WHAT THE TASK ASKS →
Reproduce every entry in the listing without alteration.

DATA FOR ANALYSIS →

* * * * * * *

PR #1918, opened 2025-02-05
Add additional logging to catch edge cases

ellohez:
- If the newly created title is the same as the existing title as this indicates no change even though there should be
- If the internal name does not include the country name as the new title relies on this

Building on the existing work for this [Trello Card](https://trello.com/c/24XeROPv). 

### DIFF
--- a/lib/world_taxon_update_helper.rb
+++ b/lib/world_taxon_update_helper.rb
@@ -59,7 +59,10 @@ class WorldTaxonUpdateHelper
       title = linked_item.title
       new_title = create_title_removing_country_name(title)
 
-      next if title == new_title
+      if new_title == title
+        log_rake_progress("No change to title: #{title}")
+        next
+      end
 
       new_taxon = Taxonomy::BuildTaxon.call(content_id: linked_item.content_id)
       new_taxon.title = new_title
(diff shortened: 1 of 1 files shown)


lib/world_taxon_update_helper.rb
```diff
@@ -180,6 +183,11 @@ def skip_tree_item?(linked_item)
       return true
     end
 
+    if linked_item.internal_name.include?("(") != true
+      log_rake_progress("Error - no country name in internal name: #{internal_name}")
```
mtaylorgds, line 187: Just wondering whether we should be using `log_rake_error` here (or not say that it's an error)?

Either way, it may be worth including the fact that the item is being skipped in the log text.

lib/world_taxon_update_helper.rb
```diff
@@ -180,6 +183,11 @@ def skip_tree_item?(linked_item)
       return true
     end
 
+    if linked_item.internal_name.include?("(") != true
```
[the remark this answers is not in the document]
ellohez: I will log this as an error as I would prefer it to stand out in the logs rather then getting lost in all of the 'Skipping...' messages. You are right, at the moment it is a little confused.

lib/world_taxon_update_helper.rb
ellohez: Hmm, good point this is a bit confused at the moment. I would prefer that this didn't get lost in all of the 'Skipping...' messages so I think I will log it as an error.

mtaylorgds (approved):
LGTM

PR #2290, opened 2026-06-09
Fix brakeman warning

young-rob:
### Changes

We are getting a Brakeman warning for "Potentially unsafe model attribute in link_to href" in some of our views which use URL on models as hrefs. These URLs come from user input to columns in spreadsheets imported into content items. We generally trust these inputs, but it is worth adding a helper method to sanitise the urls for defence in depth.

The brakeman.ignore file is also regenerated.


AlexRyanShep (approved):
LGTM!

PR #2315, opened 2026-07-15
Update dependency to solve security alert with `js-yaml`

Tetrino:
Unlike other tools where we have been able to solve the dependency
by running a blanket update of `stylelint` and `standardx`, the
move to a much newer version of `yarn` means we have to be
more targeted in our approach.

This commit updates the problematic package directly with
`yarn up js-yaml -R`.


young-rob (approved):
LGTM 👍

PR #516, opened 2019-12-10
Implement GOSS_FILES_STRATEGY for dcgoss

frederikbosch:
`dcgoss` lacks GOSS_FILES_STRATEGY. It is not used while readme.md suggest it does.

### DIFF
--- a/extras/dcgoss/dcgoss
+++ b/extras/dcgoss/dcgoss
@@ -34,9 +34,23 @@ run(){
     [[ -e "${GOSS_FILES_PATH}/goss_wait.yaml" ]] && install -m ugo+rw "${GOSS_FILES_PATH}/goss_wait.yaml" "$tmp_dir"
     [[ -n "${GOSS_VARS}" ]] && [[ -e "${GOSS_FILES_PATH}/${GOSS_VARS}" ]] && install -m ugo+rw "${GOSS_FILES_PATH}/${GOSS_VARS}" "$tmp_dir"
 
-    info "Starting docker container"
-    docker-compose run -d -T --name "$service" -v "$tmp_dir:/goss" "$service"
-    docker logs -f "$service" > "$tmp_dir/docker_output.log" 2>&1 &
+    # Switch between mount or cp files strategy
+    GOSS_FILES_STRATEGY=${GOSS_FILES_STRATEGY:="mount"}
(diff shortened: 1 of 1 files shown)


aelsabbahy:
LGTM, but I didn't test it.

Tagging @fbartels since he is the original author of dcgoss. Can you review these changes?

If he doesn't respond I'll test/merge this later in the week.

aelsabbahy:
Thank you for taking the time to contribute to goss.

frederikbosch:
@aelsabbahy Thank you, again, for the wonderful library. The `cp` strategy is required in my case for running goss during CI/CD. 

The implementation is a tiny little different from `dgoss`. With `dgoss` you first create the container, copy the files and then run it. However, the `create` subcommand with docker-compose is deprecated and would not work anyhow. Therefore the files are copied after the run command for the container has been called. This is not a problem, because the files in question are the goss files, and they are not needed during the boot of the container.

aelsabbahy:
Makes perfect sense. Thanks for the explanation, been ages since I used docker-compose.

frederikbosch:
It's especially useful when the container has dependencies to other containers.

extras/dcgoss/dcgoss
```diff
@@ -34,8 +34,22 @@ run(){
...
+    case "$GOSS_FILES_STRATEGY" in
+      mount)
+        info "Starting docker container"
+        docker-compose run -d -T --name "$service" -v "$tmp_dir:/goss" "$service"
+        ;;
+      cp)
+        info "Creating docker container"
+        docker-compose run -d -T --name "$service" "$service"
+        info "Copy goss files into container"
+        docker cp $tmp_dir/. $service:/goss
```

* * * * * * *

ANSWER TO THE EXERCISE →
PR #1918, opened 2025-02-05
Add additional logging to catch edge cases

ellohez:
- If the newly created title is the same as the existing title as this indicates no change even though there should be
- If the internal name does not include the country name as the new title relies on this

Building on the existing work for this [Trello Card](https://trello.com/c/24XeROPv). 

### DIFF
--- a/lib/world_taxon_update_helper.rb
+++ b/lib/world_taxon_update_helper.rb
@@ -59,7 +59,10 @@ class WorldTaxonUpdateHelper
       title = linked_item.title
       new_title = create_title_removing_country_name(title)
 
-      next if title == new_title
+      if new_title == title
+        log_rake_progress("No change to title: #{title}")
+        next
+      end
 
       new_taxon = Taxonomy::BuildTaxon.call(content_id: linked_item.content_id)
       new_taxon.title = new_title
(diff shortened: 1 of 1 files shown)


lib/world_taxon_update_helper.rb
```diff
@@ -180,6 +183,11 @@ def skip_tree_item?(linked_item)
       return true
     end
 
+    if linked_item.internal_name.include?("(") != true
+      log_rake_progress("Error - no country name in internal name: #{internal_name}")
```
mtaylorgds, line 187: Just wondering whether we should be using `log_rake_error` here (or not say that it's an error)?

Either way, it may be worth including the fact that the item is being skipped in the log text.

lib/world_taxon_update_helper.rb
```diff
@@ -180,6 +183,11 @@ def skip_tree_item?(linked_item)
       return true
     end
 
+    if linked_item.internal_name.include?("(") != true
```
[the remark this answers is not in the document]
ellohez: I will log this as an error as I would prefer it to stand out in the logs rather then getting lost in all of the 'Skipping...' messages. You are right, at the moment it is a little confused.

lib/world_taxon_update_helper.rb
ellohez: Hmm, good point this is a bit confused at the moment. I would prefer that this didn't get lost in all of the 'Skipping...' messages so I think I will log it as an error.

mtaylorgds (approved):
LGTM

PR #2290, opened 2026-06-09
Fix brakeman warning

young-rob:
### Changes

We are getting a Brakeman warning for "Potentially unsafe model attribute in link_to href" in some of our views which use URL on models as hrefs. These URLs come from user input to columns in spreadsheets imported into content items. We generally trust these inputs, but it is worth adding a helper method to sanitise the urls for defence in depth.

The brakeman.ignore file is also regenerated.


AlexRyanShep (approved):
LGTM!

PR #2315, opened 2026-07-15
Update dependency to solve security alert with `js-yaml`

Tetrino:
Unlike other tools where we have been able to solve the dependency
by running a blanket update of `stylelint` and `standardx`, the
move to a much newer version of `yarn` means we have to be
more targeted in our approach.

This commit updates the problematic package directly with
`yarn up js-yaml -R`.


young-rob (approved):
LGTM 👍

PR #516, opened 2019-12-10
Implement GOSS_FILES_STRATEGY for dcgoss

frederikbosch:
`dcgoss` lacks GOSS_FILES_STRATEGY. It is not used while readme.md suggest it does.

### DIFF
--- a/extras/dcgoss/dcgoss
+++ b/extras/dcgoss/dcgoss
@@ -34,9 +34,23 @@ run(){
     [[ -e "${GOSS_FILES_PATH}/goss_wait.yaml" ]] && install -m ugo+rw "${GOSS_FILES_PATH}/goss_wait.yaml" "$tmp_dir"
     [[ -n "${GOSS_VARS}" ]] && [[ -e "${GOSS_FILES_PATH}/${GOSS_VARS}" ]] && install -m ugo+rw "${GOSS_FILES_PATH}/${GOSS_VARS}" "$tmp_dir"
 
-    info "Starting docker container"
-    docker-compose run -d -T --name "$service" -v "$tmp_dir:/goss" "$service"
-    docker logs -f "$service" > "$tmp_dir/docker_output.log" 2>&1 &
+    # Switch between mount or cp files strategy
+    GOSS_FILES_STRATEGY=${GOSS_FILES_STRATEGY:="mount"}
(diff shortened: 1 of 1 files shown)


aelsabbahy:
LGTM, but I didn't test it.

Tagging @fbartels since he is the original author of dcgoss. Can you review these changes?

If he doesn't respond I'll test/merge this later in the week.

aelsabbahy:
Thank you for taking the time to contribute to goss.

frederikbosch:
@aelsabbahy Thank you, again, for the wonderful library. The `cp` strategy is required in my case for running goss during CI/CD. 

The implementation is a tiny little different from `dgoss`. With `dgoss` you first create the container, copy the files and then run it. However, the `create` subcommand with docker-compose is deprecated and would not work anyhow. Therefore the files are copied after the run command for the container has been called. This is not a problem, because the files in question are the goss files, and they are not needed during the boot of the container.

aelsabbahy:
Makes perfect sense. Thanks for the explanation, been ages since I used docker-compose.

frederikbosch:
It's especially useful when the container has dependencies to other containers.

extras/dcgoss/dcgoss
```diff
@@ -34,8 +34,22 @@ run(){
...
+    case "$GOSS_FILES_STRATEGY" in
+      mount)
+        info "Starting docker container"
+        docker-compose run -d -T --name "$service" -v "$tmp_dir:/goss" "$service"
+        ;;
+      cp)
+        info "Creating docker container"
+        docker-compose run -d -T --name "$service" "$service"
+        info "Copy goss files into container"
+        docker cp $tmp_dir/. $service:/goss
```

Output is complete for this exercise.